Collected data entries.
···
PR #23121, opened 2026-08-28
fix(route/latepost): include cover image and abstract in description

esonwong:

Close #

```routes
/latepost
/latepost/1
/latepost/2
/latepost/3
/latepost/4
```

- [ ] New Route / 新的路由
    - [ ] Parsed / 可以解析
- [ ] `Puppeteer`

## Note / 说明

This is a fix to an existing route, not a new one — the checklist above is left blank on purpose.

### What was wrong

`item.description` is built from `#select-main`, which is the article body only. The cover image sits *outside* it, in a sibling block, so feed items never included it even though nearly every recent article has one.

### The two layouts

The site uses different markup depending on the column:

| Column | Cover markup |
| --- | --- |
| 晚点独家 / 长报道 (`proma` 1, 4) | `` inside `.abstract` |
| 人物访谈 (`proma` 2) | `` |
| 晚点早知道 (`proma` 3) | no cover at all |

Handling only the first selector would have missed every interview, so the patch tries both and then falls back to the `var imgUrl` share image declared in the page script, which is present exactly when a cover exists and absent otherwise.

### Scheme upgrade

The cover is served as `http://www.latepost.com/uploads/cover/...` while the body images use https. Readers rendering the item over https may refuse the mixed content, so the scheme is upgraded. The body images are unaffected.

### Abstract

The one-line abstract shown next to the cover (`.abstract-pic-left`) was dropped as well; it is now prepended as a `<blockquote>`.

### Verification

Checked against saved copies of 11 real articles spanning all four columns:

- 晚点独家 / 长报道 — cover found via `#abstract_img`
- 人物访谈 — cover found via `img.interview-pic`
- 晚点早知道 — no cover in the source, correctly left empty rather than emitting a broken ``

Articles that genuinely have no cover produce the same description as before.

### DIFF
--- a/lib/routes/latepost/index.ts
+++ b/lib/routes/latepost/index.ts
@@ -94,7 +94,21 @@ async function handler(ctx): Promise<Data> {
                 const content = load(detailResponse);
 
                 item.title ??= content('div.article-header-title').text();
-                item.description = content('#select-main').html()!.replaceAll('<p><br></p>', '');
+
+                // The cover image lives outside of the article body (#select-main), in either the
+                // `.abstract` block (exclusives / long reads) or `.interview-pic` (interviews).
+                // Fall back to the share image embedded in the page script, which covers both layouts.
+                let cover = content('#abstract_img').attr('src') || content('img.interview-pic').attr('src');
+                if (!cover) {
+                    cover = /var\s+imgUrl\s*=\s*'([^']+)'/.exec(detailResponse)?.[1];
+                }
+                // The site serves the cover over plain http, which readers may refuse to load.
+                const coverHtml = cover ? `<img src="${new URL(cover, rootUrl).href.replace(/^http:/, 'https:')}">` : '';
+
+                const abstract = content('div.abstract-pic-left').text().trim();
+                const abstractHtml = abstract ? `<blockquote>${abstract}</blockquote>` : '';
+
+                item.description = coverHtml + abstractHtml + content('#select-main').html()!.replaceAll('<p><br></p>', '');
                 item.author = content('div.article-header-author div.author-link a.label').first().text();
                 item.category = item.category.filter(Boolean);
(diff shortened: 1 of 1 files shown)


lib/routes/latepost/index.ts
```diff
@@ -94,7 +94,21 @@ async function handler(ctx): Promise<Data> {
...
+                // `.abstract` block (exclusives / long reads) or `.interview-pic` (interviews).
+                // Fall back to the share image embedded in the page script, which covers both layouts.
+                let cover = content('#abstract_img').attr('src') || content('img.interview-pic').attr('src');
+                if (!cover) {
+                    cover = /var\s+imgUrl\s*=\s*'([^']+)'/.exec(detailResponse)?.[1];
+                }
+                // The site serves the cover over plain http, which readers may refuse to load.
+                const coverHtml = cover ? `<img src="${new URL(cover, rootUrl).href.replace(/^http:/, 'https:')}">` : '';
+
+                const abstract = content('div.abstract-pic-left').text().trim();
```
TonyRL: Can you show me which article's `div.abstract-pic-left` `text()` contains leading/trailing whitespaces that requires `trim()`?

TonyRL (changes requested):

lib/routes/latepost/index.ts
esonwong: None, actually. I checked the 50 articles with an abstract between id 3680 and 3741, and none of them has leading or trailing whitespace in `div.abstract-pic-left`, so the `trim()` was unnecessary. Removed it in 8e1d761.

I also switched `.text()` to `.html()` there, so the abstract stays entity-escaped when it is put inside the `<blockquote>` (the auto review pointed out the injection risk). The markup is plain text in every sample, so the output is the same.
···
YOUR ASSIGNMENT.
In the records above, the line with "article has one." marks the start and the line with "The site uses" marks the end; copy that stretch exactly, both lines included, and nothing else.

RESPONSE TO THIS EXERCISE.
`item.description` is built from `#select-main`, which is the article body only. The cover image sits *outside* it, in a sibling block, so feed items never included it even though nearly every recent article has one.

### The two layouts

The site uses different markup depending on the column:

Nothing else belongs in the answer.